Using the encoding system described in the Figure 15, and defined by \begin {equation} \left \{\ \begin {array}{l} \tilde {\mathbf R} = \text {Q}_{\mathbf R}({\mathbf R}) \\ \tilde {\mathbf E} = \text {Q}_{\mathbf E}\big ({\mathbf P}-\overset {{\mathbf R}\rightarrow {\mathbf P}}{\mathbf M}(\tilde {\mathbf R})\big ) \end {array} \right . \label {eq:forward} \end {equation} and \begin {equation} \begin {array}{l} \tilde {\mathbf P} = \tilde {\mathbf E} + \overset {{\mathbf R}\rightarrow {\mathbf P}}{\mathbf M}(\tilde {\mathbf R}), \end {array} \label {eq:backward} \end {equation}

find \(\text {Q}_{\mathbf {R}}\) and \(\text {Q}_{\mathbf {E}}\) that minimize in the RD domain (the RD curve of) \begin {equation} \text {MSE}(\{\mathbf {R},\mathbf {P}\},\{\hat {\mathbf {R}},\hat {\mathbf {P}}\}) = \frac {\text {MSE}({\mathbf R},\hat {\mathbf R}) + \text {MSE}({\mathbf P},\hat {\mathbf P})}{2}, \end {equation} set that \begin {equation} \text {MSE}({\mathbf R},\tilde {\mathbf R}) = \text {MSE}({\mathbf P},\tilde {\mathbf P}). \label {eq:constant_quality} \end {equation} Equation ?? indicates that all the decoded frames should have the same distortion (from a human perception point of view). Notice that the transform defined by the Equations ?? and ?? is not orthogonal and therefore, the “subbands” \(\tilde {\mathbf R}\) and \(\tilde {\mathbf P}\) are not independent. It can be seen that \(\text {Q}_{\mathbf R}\) affects to the selection of \(\text {Q}_{\mathbf E}\), because \(\tilde {\mathbf R}\) is used as reference for finding \(\mathbf E\).

15 References

[1] D. Le Gall. MPEG: A Video Compression Standard for Multimedia Applications. Communications of the ACM, 34(4):46–58, 1991.

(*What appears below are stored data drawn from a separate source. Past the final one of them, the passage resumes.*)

PR #1086, opened 2022-04-25
EWPP-2149: Fix collecting of headers for Content row paragraph with inpage navigation variant.

sergepavle:
…npage navigation variant.

### Description

[Insert description here]

### Change log

- Added:
- Changed:
- Deprecated:
- Removed:
- Fixed:
- Security:

### Commands

```sh
[Insert commands here]

```

PR #1094, opened 2022-05-07
EWPP-2149: Allow inpage navigation generation to support multiple instances.

brummbar:
This PR has a different approach than #1086.
The reasoning behind this rework are:

- The above PR forces to specify where the generated items need to be added. If we have a template has very special elements that are rendered and need to act as titles (e.g. `span.fw-bold`), we need to somehow fetch the ID generated in the inpage content row paragraph so that we can pass it to the element. The idea behind the `data-inpage-navigation-source-area` was to be able to declare any template as source area, without having to do any extra steps.
- This PR reworks the JS to be more similar to a standalone library/plugin. Aside from the name (which we cannot change if the users are referencing its old methods), all the ECL specific selectors are gone from `Drupal.eclInPageNavigation`.


js/inpage_navigation.js
```diff
@@ -19,63 +19,41 @@
...
-        // The :scope pseudo-class is needed to make sure that the selectors are applied inside the parent.
-        // @see https://developer.mozilla.org/en-US/docs/Web/API/Document/querySelectorAll#user_notes
-        Array.prototype.forEach.call(area.querySelectorAll(':scope ' + selectors), function (element) {
-          element.setAttribute('data-inpage-navigation-source-element', '');
-        });
-      });
+      let containers = [].slice.call(document.querySelectorAll('.inpage-navigation-container'));
+      // If no specifically defined containers are present, we use the main content as one.
+      if (containers.length === 0) {
+        containers.push(document.querySelector('#main-content'));
```
sergepavle, line 30: As we plan to use js not related to some specific theme, It, probably, makes sense not to hardcode selector of the main content.

js/inpage_navigation.js
```diff
@@ -19,63 +19,41 @@
...
-          Drupal.eclInPageNavigation.handleEmptyInpageNavigation(block);
+          Drupal.eclInPageNavigation.handleEmptyInpageNavigation(nav);
           return;
         }
 
-        block.querySelector('ul').innerHTML = items_markup;
-        var instance = new ECL.InpageNavigation(block);
+        nav.querySelector('ul').innerHTML = items_markup;
+
+        const instance = new ECL.InpageNavigation(nav);
```
sergepavle, line 53: Does it make sense to move initialization in the separate method of `Drupal.eclInPageNavigation` class as we could expect that this script can be used outside of ECL.

sergepavle (dismissed):

js/inpage_navigation.js
brummbar: The idea was to make reusable the items generation, but most likely all the remaining Drupal-ish logic will stay in here.

js/inpage_navigation.js
brummbar: Same as above.

js/inpage_navigation.js
sergepavle: good for me.

sergepavle (approved):

22Alexandra (approved):

PR #1096, opened 2022-05-12
EWPP-2166: Fix access check for event programme items.

nagyad:


modules/oe_theme_content_event/src/Plugin/ExtraField/Display/ProgrammeExtraField.php
```diff
@@ -113,10 +113,13 @@ public function getLabel() {
...
   /**
    * {@inheritdoc}
+   *
+   * @SuppressWarnings(PHPMD.CyclomaticComplexity)
+   * @SuppressWarnings(PHPMD.NPathComplexity)
    */
   public function viewElements(ContentEntityInterface $entity) {
     if ($entity->get('oe_event_programme')->isEmpty()) {
-      return;
+      return [];
```
22Alexandra: We shouldn't return empty array but use the `$isEmpty` flag of the `ExtraFieldDisplayFormattedBase`.

22Alexandra (changes requested):

22Alexandra (dismissed):

22Alexandra (approved):

upchuk (approved):

PR #1103, opened 2022-05-23
EWPP-2225: Project content type fixes.

nagyad:


modules/oe_theme_content_project/src/Plugin/ExtraField/Display/PercentageExtraField.php
```diff
@@ -106,26 +106,31 @@ public function viewElements(ContentEntityInterface $entity) {
...
    * @param float $part
-   *   The percentage value.
+   *   The contribution part of the total value.
    *
-   * @return float
+   * @return string
    *   Percentage value.
    */
-  protected function getPercentage(float $total, float $part): float {
+  protected function getPercentage(float $total, float $part): string {
```
22Alexandra: We should keep the float type.

modules/oe_theme_content_project/src/Plugin/ExtraField/Display/PercentageExtraField.php
```diff
@@ -106,26 +106,31 @@ public function viewElements(ContentEntityInterface $entity) {
...
 
     if ($total > 0 && $part > 0) {
-      $percentage = round(100 * $part / $total, 0);
+      $percentage = 100 * $part / $total;
     }
 
-    return $percentage;
+    // If our number is not round we will limit the decimals to one.
+    if (intval($percentage) != $percentage) {
+      return number_format($percentage, 1, '.', ' ');
```
22Alexandra: We shouldn't have to provide any separators for a percentage and I think the whole if statement is not needed.

modules/oe_theme_content_project/src/Plugin/ExtraField/Display/PercentageExtraField.php
```diff
@@ -106,26 +106,31 @@ public function viewElements(ContentEntityInterface $entity) {
...
+    }
+
+    return (string) $percentage;
```
22Alexandra: By doing this:
```suggestion
    return round($percentage, 2);
```
We would get a more accurate percentage:
2 decimals

But we could also use only one decimal and get the same result we currently get with the if statement above that could be replaced by this:
```suggestion
    return round($percentage, 1);
```
1 decimal

tests/src/Kernel/ProjectRenderTest.php
```diff
@@ -172,7 +172,7 @@ public function testProjectTeaser(): void {
           'items' => [
             [
               'label' => 'Project locations',
-              'body' => '1000 Brussels, Belgium',
+              'body' => 'Belgium',
```
22Alexandra, line 175: Try adding more project locations so we make sure the rendering works as expected including the separator, not just that it renders only the country.

modules/oe_theme_content_project/oe_theme_content_project.post_update.php
```diff
@@ -54,3 +54,13 @@ function oe_theme_content_project_post_update_00002(): void {
   $display = $storage->createFromStorageRecord($display_values);
   $display->save();
 }
+
+/**
+ * Updates the budget field's 'thousand' separator to space.
+ */
+function oe_theme_content_project_post_update_00003(): void {
+  $view_display = EntityViewDisplay::load('node.oe_project.full');
```
22Alexandra: We should also update the teaser view mode address formatter, no?

22Alexandra (changes requested):

modules/oe_theme_content_project/src/Plugin/ExtraField/Display/PercentageExtraField.php
nagyad: The logic there is if the result is a number without decimals, we use that, if it has decimals, then we make it round with 1 decimal number to be more accurate.

modules/oe_theme_content_project/src/Plugin/ExtraField/Display/PercentageExtraField.php
nagyad: round can't be applied in all cases, see my previous comment. That's why that logic was implemented.

modules/oe_theme_content_project/src/Plugin/ExtraField/Display/PercentageExtraField.php
nagyad: We don't need float, we are not using it for anything.

tests/src/Kernel/ProjectRenderTest.php
nagyad: That is tested in the dedicated test for the fomatter. see AddressCountryInlineFormatterTest
Here we don't have to re-test it an iterate through this big test if you don't mind.

modules/oe_theme_content_project/oe_theme_content_project.post_update.php
nagyad: Yes, let's do that.

modules/oe_theme_content_project/src/Plugin/ExtraField/Display/PercentageExtraField.php
nagyad: It will apply the decimal even if the final number is round, like 10% becomes 10.0% and this is not what we want.

tests/src/Kernel/ProjectRenderTest.php
22Alexandra: Fine.

modules/oe_theme_content_project/src/Plugin/ExtraField/Display/PercentageExtraField.php
22Alexandra: Did you check if it's the case? Because it doesn't seems so:
1 decimal
no decimal

modules/oe_theme_content_project/src/Plugin/ExtraField/Display/PercentageExtraField.php
22Alexandra: Updating this as I suggested using `round()` method the returned value will be a float.

modules/oe_theme_content_project/src/Plugin/ExtraField/Display/PercentageExtraField.php
22Alexandra: Please check the reply on the comment below.

modules/oe_theme_content_project/oe_theme_content_project.post_update.php
22Alexandra: And you didn't...

modules/oe_theme_content_project/oe_theme_content_project.post_update.php
```diff
@@ -54,3 +54,15 @@ function oe_theme_content_project_post_update_00002(): void {
...
+
+/**
+ * Updates the budget field's 'thousand' separator to space.
+ */
+function oe_theme_content_project_post_update_00003(): void {
+  foreach (['teaser', 'full'] as $display) {
+    $view_display = EntityViewDisplay::load("node.oe_project.$display");
+    $view_display->getComponent('oe_project_budget');
+    $component['settings']['thousand_separator'] = ' ';
+    $view_display->setComponent('oe_project_budget', $component)->save();
```
22Alexandra: This is not good.
We need to update this separately. 
`oe_project_budget` is hidden on teaser view mode so there is no point for updating the `thousand_separator` setting.

Address should show the Country separated by comma only on teaser view mode. 

Could you plase fix the update path?

22Alexandra (changes requested):

modules/oe_theme_content_project/oe_theme_content_project.post_update.php
nagyad: Sorry bad conflict resolve.

modules/oe_theme_content_project/oe_theme_content_project.post_update.php
```diff
@@ -54,3 +54,23 @@ function oe_theme_content_project_post_update_00002(): void {
...
+
+/**
+ * Update the formatter plugin for locations field.
+ */
+function oe_theme_content_project_post_update_00004(): void {
+  $view_display = EntityViewDisplay::load('node.oe_project.teaser');
+  $view_display->getComponent('oe_project_locations');
+  $component['type'] = 'oe_theme_helper_address_country_inline';
+  $view_display->setComponent('oe_project_locations', $component)->save();
+}
```
22Alexandra: By separately I only meant there shouldn't be any loop, not really splitting the update path because it doesn't make sense. The rest of the PR seems fine.

22Alexandra (changes requested):

22Alexandra (dismissed):

yenyasinn (dismissed):

yenyasinn (dismissed):

22Alexandra (approved):

yenyasinn (approved):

[2] D.S. Taubman and W.M. Marcellin. JPEG2000. Image Compression Fundamentals, Standards and Practice. Kluwer Academic Publishers, 2002.

¹A P-type frame except for the second one, that always has a I-frame as reference.

²Other progressions such as the QS-progression should generate drift because the decoder at some truncation points of the code-stream would use a low-frequency information with a different quality than the encoderd used.